原來邯鄲三傑雖預知必死,卻先封住心脈穴道,猶作萬一逃生之機。
呂松霖察覺三傑心臟仍微微跳動,急取出一隻鹿皮小盒,捏出九支長短粗細不一的金針,在三傑任督二脈及少陽三處「屏翳」、「長強」、「外關」穴道刺入。
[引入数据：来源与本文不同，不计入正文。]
PR #91, opened 2017-01-31
introduce ss iteration script

cherusk:
more efficient core yet to come

### DIFF
--- a/flent/runners.py
+++ b/flent/runners.py
@@ -682,6 +682,14 @@ class NetperfDemoRunner(ProcessRunner):
             args['socket_timeout'] = ""
 
         if args['test'] in ("TCP_STREAM", "TCP_MAERTS", "omni"):
+            self.ctrl_port = args['control_port']
+            ss_args = {'host': self.remote_host or 'localhost',
+                       'interval': args['interval'],
+                       'length': args['length'],
+                       'target': args['host'],
+                       'ip_version': args['ip_version']}
+
+            self.add_child(SsRunner, ss_args, self.delay, None)
             args['format'] = "-f m"
 
         return "{binary} -P 0 -v 0 -D -{interval:.2f} -{ip_version} {marking} " \
@@ -950,6 +958,137 @@ class IperfCsvRunner(ProcessRunner):
                     "an --enhancedreport option. Not using.")
 
         raise RuntimeError("No suitable Iperf binary found.")
+
+
+class ParseException(Exception):
+    pass
+
+
+class SsRunner(ProcessRunner):
+    """Runner for iterated `ss -t -i -p`. Depends on same partitial output
+    separationa and time stamping as TcRunner."""
+
+    ip_v4_addr_sub_re = "([0-9]{1,3}.){3}[0-9]{1,3}(:\d+)"
+    # ref.: to commented, untinkered version: ISBN 978-0-596-52068-7
+    ip_v6_addr_sub_re = "(?:(?:[A-F0-9]{1,4}:){7}[A-F0-9]{1,4}|\
+                         (?=(?:[A-F0-9]{0,4}:){0,7}[A-F0-9]{0,4})\
+                         (([0-9A-F]{1,4}:){1,7}|:)((:[0-9A-F]{1,4})\
+                         {1,7}|:))(:\d+)"
+
+    time_re = re.compile(r"^Time: (?P<timestamp>\d+\.\d+)", re.MULTILINE)
+    cwnd_re = re.compile(r"cwnd:(?P<cwnd>\d+)", re.MULTILINE)
+    rtt_re = re.compile(r"rtt:(?P<rtt>\d+\.\d+/\d+\.\d+)", re.MULTILINE)
+    pid_re = re.compile(r"pid=(?P<pid>\d+)", re.MULTILINE)
+    ports_ipv4_re = re.compile(r"" + "(?P<src_p>" + ip_v4_addr_sub_re + ")" +
+                               "\s+" + "(?P<dst_p>" + ip_v4_addr_sub_re + ")")
+    ports_ipv6_re = re.compile(r"" + "(?P<src_p>" + ip_v6_addr_sub_re + ")" +
+                               "\s+" + "(?P<dst_p>" + ip_v6_addr_sub_re + ")",
+                               re.IGNORECASE)
+    ss_header_re = re.compile(r"" + "State\s+Recv-Q\s+Send-Q\s+Local")
+
+    src_p = []
+    dst_p = []
+    # ref.: upstream ss
+    ss_states = ["UNKNOWN", "ESTAB", "SYN-SENT", "SYN-RECV", "FIN-WAIT-1",
+                 "FIN-WAIT-2", "TIME-WAIT", "UNCONN", "CLOSE-WAIT", "LAST-ACK",
+                 "LISTEN", "CLOSING"]
+    ss_states_re = re.compile(r"|".join(ss_states))
+
+    def __init__(self, *args, **kwargs):
+        super(SsRunner, self).__init__(*args, **kwargs)
+        self.ctrl_port = str(self._parent.ctrl_port)
+
+    def filter_np_parent(self, part):
+        sub_part = []
+        sub_parts = self.ss_states_re.split(part)
+        sub_parts = [sp for sp in sub_parts if sp.strip()
+                     and not self.ss_header_re.search(sp)]
+
+        for sp in sub_parts:
+            pid = self.pid_re.search(sp)
+            if None is pid:
+                continue
+            pid_str = pid.group('pid')
+
+            f_ports = self.ports_ipv4_re.search(sp)
+            if None is f_ports:
+                f_ports = self.ports_ipv6_re.search(sp)
+
+            if None is f_ports:
+                raise ParseException()
+
+            dst_p = str(f_ports.group('dst_p').split(":")[-1])
+
+            if self.par_pid == pid_str and dst_p != self.ctrl_port:
+                sub_part.append(sp)
+
+        if 1 != len(sub_part):
+            raise ParseException()
+
+        return sub_part[0]
+
+    def parse_part(self, part):
+        sub_part = self.filter_np_parent(part)
+
+        timestamp = self.time_re.search(part)
+
+        cwnd = self.cwnd_re.search(sub_part)
+        rtt = self.rtt_re.search(sub_part)
+
+        if None in [timestamp, cwnd, rtt]:
+            raise ParseException()
+
+        timestamp = float(timestamp.group('timestamp'))
+        cwnd = int(cwnd.group('cwnd'))
+        rtt, rtt_var = [float(x) for x in rtt.group('rtt').split('/')]
+
+        raw_values = {'t': timestamp, 'cwnd': cwnd, 'rtt': rtt, 'rtt_var': rtt_var}
+        self.raw_values.append(raw_values)
+
+        return raw_values
+
+    def parse(self, output):
+        self.par_pid = str(self._parent.pid)
+        results = {}
+        parts = output.split("\n---\n")
+        for part in parts:
+            try:
+                res_dict = self.parse_part(part)
+                t = res_dict['t']
+                for k, v in res_dict.items():
+                    if k == 't':
+                        continue
+                    if k not in results:
+                        results[k] = [[t, v]]
+                    else:
+                        results[k].append([t, v])
+
+            except ParseException:
+                continue
+
+        return results
+
+    def find_binary(self, ip_version, host, interval, length, target):
+        script = os.path.join(DATA_DIR, 'scripts', 'ss_iterate.sh')
+        if not os.path.exists(script):
+            raise RuntimeError("Cannot find ss_iterate.sh.")
+
+        bash = util.which('bash')
+        if not bash:
+            raise RuntimeError("Socket stats requires a Bash shell.")
+
+        resol_target = util.lookup_host(target, ip_version)[4][0]
+        if ip_version == 6:
+            resol_target = "[" + str(resol_target) + "]"
+
+        return "{bash} {script} -I {interval:.2f} " \
+                "-c {count:.0f} -H {host} -t \"{target}\"".format(
+                        bash=bash,
+                        script=script,
+                        interval=interval,
+                        count=length // interval + 1,
+                        host=host,
+                        target=resol_target)
 
 
 class TcRunner(ProcessRunner):
--- a/flent/scripts/ss_iterate.sh
+++ b/flent/scripts/ss_iterate.sh
@@ -1,0 +1,55 @@
+#!/bin/bash
+#Copyright (C) 2016  Matthias Tafelmeier
+
+#ss_iterate.sh is free software: you can redistribute it and/or modify
+#it under the terms of the GNU General Public License as published by
+#the Free Software Foundation, either version 3 of the License, or
+#(at your option) any later version.
+
+#ss_iterate.sh is distributed in the hope that it will be useful,
+#but WITHOUT ANY WARRANTY; without even the implied warranty of
+#MERCHANTABILITY or FITNESS FOR A PARTICULAR PURPOSE.  See the
+#GNU General Public License for more details.
+
+#You should have received a copy of the GNU General Public License
+#along with this program. If not, see <http://www.gnu.org/licenses/>.
+
+count=10
+interval=0.1
+host=localhost
+
+usage()
+{
+    echo "$0 -c count -I interval -H host -t target"
+}
+
+while getopts "c:I:H:t:p:" opt; do
+    case $opt in
+        c) count="$OPTARG" ;;
+        I) interval="$OPTARG" ;;
+        H) host="$OPTARG" ;;
+        t) target="$OPTARG" ;;
+    esac
+done
+
+if [ -z "$target" ]
+then
+    usage
+    exit 1
+fi
+
+command_string=$(cat <<EOF
+for i in \$(seq $count); do
+    ss -t -i -p -n state connected dst "$target"
+    date '+Time: %s.%N';
+    echo "---";
+    sleep $interval || exit 1;
+done
+EOF
+)
+
+if [[ "$host" == "localhost" ]]; then
+    eval "$command_string"
+else
+    echo $command_string | ssh $host sh
+fi


flent/scripts/ss_iterate.sh
```diff
@@ -0,0 +1,50 @@
...
+        I) interval=$OPTARG ;;
+        H) host=$OPTARG ;;
+		t) target=$OPTARG ;;
+    esac
+done
+
+buffer=""
+[[ "$host" == "localhost" ]] || buffer="-b"
+
+cmd_generic="ss -t -i | grep -A 1 $target"
```
tohojo: ss has a filtering option; probably better to use that than grepping?

Also, using ss -n is probably better, and -H will keep you from having to discard the header later, and I'm guessing you're going to need -p to match process numbers to netperf instances; there are going to be several sockets per host in many cases.

flent/scripts/ss_iterate.sh
```diff
@@ -0,0 +1,50 @@
...
+command_string=$(cat <<EOF
+#which ss_iterate >/dev/null && exec tc_iterate $buffer -i $interface -c $count -I $interval -C $command; // not rdy yet
+for i in \$(seq $count); do
+	$cmd_generic | egrep -o '\<cwnd:[0-9]*\>' | sed 's/cwnd://g' | column;
+	$cmd_generic | egrep -o '\<rtt:[0-9]*\>' | sed 's/rtt://g' | column;
```
tohojo: Probably better just to capture everything and parse it inside Flent; also saves you from having to rely on egrep and sed being available and compatible, and if you want to add another field later, you don't need to change the script (or, more importantly, the compiled binary when such a thing exists).

flent/scripts/ss_iterate.sh
```diff
@@ -0,0 +1,50 @@
...
+count=10
+interval=0.1
+host=localhost
+
+while getopts "c:I:H:t:" opt; do
+    case $opt in
+        c) count=$OPTARG ;;
+        I) interval=$OPTARG ;;
+        H) host=$OPTARG ;;
+		t) target=$OPTARG ;;
```
tohojo: Indentation error

flent/scripts/ss_iterate.sh
```diff
@@ -0,0 +1,50 @@
...
+    esac
+done
+
+buffer=""
+[[ "$host" == "localhost" ]] || buffer="-b"
```
tohojo: Maybe just get rid of this until there's a need for it?

flent/scripts/ss_iterate.sh
```diff
@@ -0,0 +1,50 @@
...
+
+cmd_generic="ss -t -i | grep -A 1 $target"
+command_string=$(cat <<EOF
+#which ss_iterate >/dev/null && exec tc_iterate $buffer -i $interface -c $count -I $interval -C $command; // not rdy yet
```
tohojo: I would get rid of this as well; pretty sure having a comment in here is going to break the script when it is being piped to a remote host...

cherusk:
Sure, I am doing the runner and might more ... only left it there yesterday

tohojo:
Awesome! Looking forward :)

cherusk:
Ok, Runner is up, I've tested parsing - all fine. If the result dict is immeditaly diggestable by your transformers, I've not looked into, as a **primer**.

dtaht:
The sleep .1 will break on ash. I ended up basically rolling a C program to do this which you will find several variants of in the misc directory.

dtaht:
Darn. I was kind of hoping that the ss -E option would be useful here. That shows events as they happen but seems to be limited in my limited testing.

On the other hand it is way more lightweight than forking ss all the time. Not useful?

dtaht:
Proof of concept patch for ss polling, which is WAY more efficient than any other method, and I think an improved variant could make it upstream (ash doesn't have ss, either, it's part of the iproute tools)

God, this code is so 90s.

diff --git a/misc/ss.c b/misc/ss.c
index 4454bd1..cee8abe 100644
--- a/misc/ss.c
+++ b/misc/ss.c
@@ -4006,6 +4006,8 @@ int main(int argc, char *argv[])
        int ch;
        int state_filter = 0;
        int addrp_width, screen_width = 80;
+       int duration = 10;
+       int interval = 10;
 
        while ((ch = getopt_long(argc, argv,
                                 "dhaletuwxnro460spbEf:miA:D:F:vVzZN:KHS",
@@ -4348,7 +4350,7 @@ int main(int argc, char *argv[])
 
        if (follow_events)
                exit(handle_follow_request(&current_filter));
-
+       do {
        if (current_filter.dbs & (1<<NETLINK_DB))
                netlink_show(&current_filter);
        if (current_filter.dbs & PACKET_DBM)
@@ -4368,6 +4370,7 @@ int main(int argc, char *argv[])
 
        if (show_users || show_proc_ctx || show_sock_ctx)
                user_ent_destroy();
-
+       sleep(1);
+       } while (--duration > 0);
        return 0;
 }

cherusk:
@dtaht 

- Regarding ash: why should we be wary? It's some bsd sh derivate as I understand it. 

- About what "ss -E" are you talking about. Cannot confirm it for latest build.

- To your polling approach: That'd be viable way to go in my eyes. :) That's what I basically put on Flent users ML - altering existing tooling directly instead of wrapping it.

Though, for the time being and to get track, I'm convinced my interim solution is good enough to deliver acceptable granularity.

tohojo:
I'll get around to reviewing this in a few days...

cherusk:
A few days have passed. :)

tohojo:
Matthias Tafelmeier <notifications@github.com> writes:

> A few days have passed. :)

Yeah, sorry about that. Have been swamped, but have some time on a train
this afternoon. Will look at it there :)

-Toke

flent/scripts/ss_iterate.sh
```diff
@@ -0,0 +1,49 @@
+#!/bin/bash
+#Copyright (C) 2016  Matthias Tafelmeier
+
+#ss_iterate.sh is free software: you can redistribute it and/or modify
+#it under the terms of the GNU General Public License as published by
+#the Free Software Foundation, either version 3 of the License, or
+#(at your option) any later version.
+
+#lindwurm is distributed in the hope that it will be useful,
```
tohojo: lindwurm?

flent/runners.py
```diff
@@ -844,6 +844,59 @@ def find_binary(cls, host, interval, length, ip_version, local_bind=None,
...
 
+class SsRunner(ProcessRunner):
+    """Runner for iterated `ss -t -i -p`. Depends on same partitial output
+    separationa and time stamping as TcRunner."""
+
+    time_re = re.compile(r"^Time: (?P<timestamp>\d+\.\d+)", re.MULTILINE)
+    
+    CWND_IDX = 0
+    RTT_IDX = 1
+    PID_IDX = 2
```
cherusk: This positional approach made the Runner parsing code less convoluted, though I am prepared to align. See your point.

flent/scripts/ss_iterate.sh
cherusk: Gosh! Another one. You're really looking closely.

flent/scripts/ss_iterate.sh
```diff
@@ -0,0 +1,49 @@
...
+count=10
+interval=0.1
+host=localhost
+
+while getopts "c:I:H:t:" opt; do
+    case $opt in
+        c) count=$OPTARG ;;
+        I) interval=$OPTARG ;;
+        H) host=$OPTARG ;;
+        t) target=$OPTARG ;;
```
cherusk: Come on, have you checked that for the existing scripts? Those scripts do not seem to be in **interactive** use at all.

flent/scripts/ss_iterate.sh
```diff
@@ -0,0 +1,49 @@
...
+    esac
+done
+
+cmd_generic="ss -t -i -p | grep -A 1 $target"
```
cherusk: Ah, bpf based. Dear, slipped my mind, you're right. That'd save us a lot.

flent/scripts/ss_iterate.sh
```diff
@@ -0,0 +1,49 @@
...
+command_string=$(cat <<EOF
+#which ss_iterate >/dev/null && exec tc_iterate $buffer -i $interface -c $count -I $interval -C $command; // not rdy yet
```
cherusk: ACK

flent/scripts/ss_iterate.sh
```diff
@@ -0,0 +1,49 @@
...
+for i in \$(seq $count); do
+	TMP_OUT=\`$cmd_generic\`
+	echo "\$TMP_OUT" | egrep -o '\<cwnd:[0-9]*\>' | sed 's/cwnd://g' | column;
+	echo "\$TMP_OUT" | egrep -o '\<rtt:[0-9]*\>' | sed 's/rtt://g' | column;
+	echo "\$TMP_OUT" | egrep -o '\<pid=[0-9]*\>' | sed 's/pid=//g' | column;
```
cherusk: Ok, the netperf matching does muddy waters a little. From optimality perspective, I'm fully aware this is a nightmare, as already pointed out but only **INTERIM**.

Fine, am shifting format lifting into the parser.

cherusk:
Am not purposing to challenge flent design at all and that's set now: some orchestration tool like **Ansible** would've been convenient for your gathering backbone, as it appears to me. 

However, am commencing on that asap and trying to cover the tying up. Might need your involvement there then.

Thanks for your reviewing spent time. 

Cheers.

flent/runners.py
```diff
@@ -844,6 +844,59 @@ def find_binary(cls, host, interval, length, ip_version, local_bind=None,
...
+            except ValueError:
+                pass
+
+            for cwnd,rtt,pid in map(None, \
+                    raw_lines[CWND_IDX].split(), raw_lines[RTT_IDX].split(), raw_lines[PID_IDX].split()):
+                if pid:
+                    if pid not in results:
+                        results[str(pid)] = [[timestamp, cwnd, rtt]]
+                    else:
+                        results[str(pid)].append([timestamp, cwnd, rtt])
```
cherusk: ACK

flent/runners.py
```diff
@@ -844,6 +844,59 @@ def find_binary(cls, host, interval, length, ip_version, local_bind=None,
...
+        parts = output.split("\n---\n")
+        for part in parts:
+            timestamp = time_re.search(part)
+            if timestamp is None:
+                continue
+            timestamp = float(timestamp.group('timestamp'))
+
+            raw_lines = part.splitlines()
+            try:
+                raw_lines.remove('')
```
cherusk: Indeed, aux mechanism for following map ...

cherusk:
@tohojo 
Have aligned the existing parts.

Regarding the runner:
It surfaced, that ss is swallowing the PID flag -p in combination with filtering. Haven't checked it in ss upstream yet. Appears as a bug to me.

I'd prefer to stick with ss filtering, though. As a consequence, I'd suggest doing tying up with netperf based on the **five flow tuple** or a sub part of it. Should be unique enough, although for there being OS specialities around. Checked superficially in your cnfg by greping around and on the netperf page. That should be supported from netperf side, if not mistaken. 

Kindly, appreciate your opinion on that.

BR

flent/scripts/ss_iterate.sh
tohojo: They're not in interactive use, no, but they have defaults for all parameters. 

What I want to achieve here is that it should be obvious why the script fails if it does. And if it's just outputting grep errors, that is not obvious. I think that is less of a concern with the ss filtering, but I'd like to be fairly certain that a debug log (which contains the command output prior to parsing) gives a useful clue if something breaks...

tohojo:
Getting there! Will go through it in detail later.

Are you sure the missing pid is not a permission issue? If you're not root, ss will only show pids for sockets owned by the same user that is running ss itself. For our use case that shouldn't matter?

How do you propose getting the port number from netperf? Do you want to tell netperf to use a specific port number? If so, what happens if that port is not available for whatever reason?

flent/scripts/ss_iterate.sh
cherusk: Fair enough, let me introduce a usage predicate. Swallowing an err by defaults here is even more a dread in the direction of debugging.

cherusk:
> Are you sure the missing pid is not a permission issue [...]
Got me there, it actually is.  Hm , excuses for shooting before checking.

> For our use case that shouldn't matter?
Not, at all. We can stick with the pid approach then, I'd say.

>Do you want to tell netperf to use a specific port number?  
Yes, that was my intention. I thought of a randomization or a counter mechanism with checks as a last resort. The port space should be no concern. However, let's stick with the pid way and let's preserve the flow specs idea in the back of our heads. It may does add up later.

tohojo:
Cool. In terms of api between the netperf and ss runners, I was thinking that we will probably always want the ss data whenever we're running a netperf instance. So maybe the ss runner should be a child runner of the netperf runner, conceptually? Then, the netperf runner can chain the start of the ss runner, as well as the parsing step (and supply a pid for the latter).

Does that make sense?

cherusk:
Sounds reasonable enough and that was seeping through to me from your previous statements. One point: we've ss-runner knows the PID in advance, then we'd do the filtering on that in the iterator script again on top of ss filtering. Minor one, one additional fork should be fine. Hm ... what confuses me why I've to parse the flow endpoints (ports) then. There is one netperf client instance per flow, right?

tohojo:
Well, you won't necessarily know the PID ahead of time (i.e. early
enough to filter it). The ss and netperf instances are going to start
roughly at the same time, so to be sure we have the pid, SS would have
to wait, which may mean it misses something. However, at the time of
parsing (once the runners are done), we'll certainly have the pid, so
filtering there should be safe.

And you'll need the ports because netperf opens a control connection to
netserver that is separate from the data connection. You'll need to
filter that out. But that's on a known port (12865), so should be simple
enough to filter out...

-Toke

cherusk:
I'm relieved not having implemented something superfluous, then. FYI - Doing the ports parsing atm ...

cherusk:
Ok, now all the data is at least in flent, now, I'd say. 

Kindly over to you, now.

flent/runners.py
```diff
@@ -845,6 +846,95 @@ def find_binary(cls, host, interval, length, ip_version, local_bind=None,
...
+class ParseException(Exception):
+    pass
+
+
+class SsRunner(ProcessRunner):
+    """Runner for iterated `ss -t -i -p`. Depends on same partitial output
+    separationa and time stamping as TcRunner."""
+
+    ip_v4_addr_sub_re = "(([0-9]|[1-9][0-9]|1[0-9]{2}|2[0-4][0-9]|25[0-5])\.){3}([0-9]|[1-9][0-9]|1[0-9]{2}|2[0-4][0-9]|25[0-5])"
+    ip_v6_addr_sub_re = "(?:(?:[A-F0-9]{1,4}:){7}[A-F0-9]{1,4}|(?=(?:[A-F0-9]{0,4}:){0,7}[A-F0-9]{0,4}(?![:.\w]))(([0-9A-F]{1,4}:){1,7}|:)((:[0-9A-F]{1,4}){1,7}|:))(:\d+)+"
```
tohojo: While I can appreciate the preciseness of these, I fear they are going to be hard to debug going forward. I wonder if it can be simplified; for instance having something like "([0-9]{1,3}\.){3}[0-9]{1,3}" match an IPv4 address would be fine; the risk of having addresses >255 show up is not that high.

這時韓震已從郝浩雲口中得知呂松霖秦婉玲是誰,見狀忙問道:「邯鄲三傑尚有救麼?」
呂松霖微笑道:「雖然無救,卻可欺騙金獅毒爪一時。」
艾丹陽微微嘆息道:「看來艾某酉時準死定了。」
呂松霖微笑道:「艾當家若能改邪歸正,在下包你不死。」
艾丹陽不禁一怔,道:「艾某但能不死,願供驅策。」心內疑信參半這是事實。
呂松霖命稽康將邯鄲三傑扶往廂房後再不可移動。
稽康如言分次抱起三傑送往廂房。